Laws for tuples and 1:

  • Associativity: ((A, B), C) $\simeq$ (A,(B, C))
  • Identity: ((), A) $\simeq$ A
  • Commutativity: (A, B) $\simeq$ (B, A)

Combining the two:

  • Distributivity: (A, Either B C) $\simeq$ Either (A, B) (A, C)
  • Absorption: (Void, A) $\simeq$ Void

What does $\simeq$ mean here? It’s more than logical equivalence. Distinguish more things.

Isomorphism

Two types A and B are isomorphic, written A $\simeq$ B, if there exists a bijection between them. This means that for each value in A we can find a unique value in B and vice versa.

Example:

1
2
data Switch = On Name Int
| Off Name

Can be simplified to the isomorphic (Name, Maybe Int).

Generic Programming

Representing data types generically as sums and products is the foundation for generic programming libraries such as GHC generics. This allows us to define algorithms that work on arbitrary data structures.

Polymorphism and Parametricty

Type Quantifiers

Consider the type of fst:

1
fst :: (a,b) -> a

This can be written more verbosely as:

1
fst :: forall a b. (a,b) -> a

Or, in a more mathematical notation:
$$
\text{fst}::\forall a\space b(a, b)\rightarrow a
$$
This kind of quantification over type variables is called parametric polymorphism or just polymorphism for short.

(It’s also called generics in some languages, but this terminology is bad)

Curry-Howard

The type quantifier ∀ corresponds to a universal quantifier ∀, but it is not the same as the ∀ from first-order logic. What’s the difference?

First-order logic quantifiers range over a set of individuals or values, for example the natural numbers:
$$
\forall x. x+1 >x
$$
These quantifiers range over propositions (types) themselves. It is analogous to second-order logic, not first-order:
$$
\forall A.\forall B\space A\land B \rightarrow B\land A\\
\forall A.\forall B\space (A, B) \rightarrow (B, A)
$$
The first-order quantifier has a type-theoretic analogue too (type indices), but this is not nearly as common as polymorphism.

Generality

A type A is more general than a type B, often written A $\sqsubseteq$ B, if type variables in A can be instantiated to give the type B.
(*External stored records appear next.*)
PR #377, opened 2023-02-17
Introduce Callback Functions for Constructor & Decorator Calls

JacobOaks:
Recently folks have been asking for more visiblity into what constructors and decorators actually get called, especially Fx users (https://github.com/uber-go/fx/issues/1039).

This PR allows users to provide callback functions for Dig to call when it invokes a constructor or decorator. Dig will pass along some basic information to the callback function: the name of the function, and the error it returned if any.

Users can provide a callback by using the two new APIs, `dig.WithProviderCallback` and `dig.WithDecoratorCallback`, which return a type implementing both `dig.ProvideOption` and `dig.DecorateOption`. For example, this code prints a simple message when `myFunc` and `myDecorator` are called (presumably defined elsewhere):

```go
c := dig.New()
myCallback := func(ci CallbackInfo) {
	var errorAdd string
	if ci.Error != nil {
		errorAdd = fmt.Sprintf("with error: %v", ci.Error)
	}
	fmt.Printf("%q finished%v", ci.Name, errorAdd)
}
c.Provide(myFunc, WithProviderCallback(myCallback))
c.Decorate(myDecorator, WithDecoratorCallback(myCallback))
```

We can discuss Fx-side consumption of this functionality to aid observability in this way and help identify dead code, but one idea is to register callback functions that will generate new Fx events when constructors and decorators get called. I wrote a [prototype implementation](https://github.com/JacobOaks/fx/commit/1532d1bd3c7d3926ee3e98d8d15e47206e7192ef#diff-a04d0b8fa4df9f46eb6a4ee7c75554d41ab5c2343bea18ba09fc62538953d9a7) of this idea for Fx, and then wrote a [demo](https://github.com/JacobOaks/fx_dead_code_demo) showing how this can help identify dead code.

Internal Ref: GO-1873

### DIFF
--- a/callback.go
+++ b/callback.go
@@ -20,8 +20,8 @@
 
 package dig
 
-// CallbackInfo contains information about a function called by Dig
-// and is passed to a Callback function registered with [WithCallback].
+// CallbackInfo contains information about a provided function or decorator
+// called by Dig, and is passed to a Callback registered with [WithCallback].
 type CallbackInfo struct {
 
 	// Name is the name of the function in the format:
@@ -33,12 +33,30 @@ type CallbackInfo struct {
 	Error error
 }
 
+// Callback is a function that can be registered with a provided function
+// or decorator with [WithCallback] to cause it to be called after the 
+// provided function or decorator is run.
 type Callback func(CallbackInfo)
 
-// WithCallback allows registering a callback function with Dig
-// to be called whenever a provided function or decorator of a container
-// is called successfully. [Callback] is a simple interface containing
-// the function to be called as a callback.
+// WithCallback returns an option that can be used with [(*Container).Provide]
+// or [(*Container).Decorate] to have Dig call the passed in [Callback]
+// after the corresponding constructor or decorator finishes running.
+//
+// For example, the following prints a simple message after "myFunc" and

If we need a function of type Int → Int, a polymorphic function of type ∀a. a → a will do just fine, we can just instantiate the type variable to Int. But the reverse is not true. This gives rise to an ordering.

Example
$$
\text{Int}\rightarrow\text{Int} \sqsupseteq \forall z. z\rightarrow z\sqsupseteq \forall x\space y. x\rightarrow y\sqsupseteq\forall a. a
$$

Constraining Implementations

How many possible total, terminating implementations are there of a function of the following type? Many
$$
\text{Int}\rightarrow\text{Int}
$$
How about this type? 1
$$
\forall a. a\rightarrow a
$$

Polymorphic type signatures constrain implementations.

Parametricity

The principle of parametricity states that the result of polymorphic functions cannot depend on values of an abstracted type.

More formally, suppose I have a polymorphic function g that is polymorphic on type a. If run any arbitrary function f :: a → a on all the a values in the input of g, that will give the same results as running g first, then f on all the a values of the output.

Example:
$$
foo :: ∀a. [a] → [a]
$$
We know that every element of the output occurs in the input. The parametricity theorem we get is, for all f :
$$
\text{foo }\circ(\text{map f}) = (\text{map f})\circ \text{foo}
$$

$$
head :: ∀a. [a] → a\\
\text{ f (head l) = head (map f l)}
$$

$$
(++) :: ∀a. [a] → [a] → [a]\\
\text{map f (a ++ b) = map f a ++ map f b}
$$

$$
concat :: ∀a. [[a]] → [a]\\
\text{map f (concat ls) = concat (map (map f ) ls)}
$$

Higher Order Functions

$$
filter :: ∀a. (a → Bool) → [a] → [a]\\
\text{filter p (map f ls) = map f (filter (p ◦ f ) ls)}
$$

Parametricity Theorems

Follow a similar structure. In fact it can be mechanically derived, using the relational parametricity framework invented by John C. Reynolds, and popularised by Wadler in the famous paper, “Theorems for Free!”1 .

Upshot: We can ask lambdabot on the Haskell IRC channel for these theorems.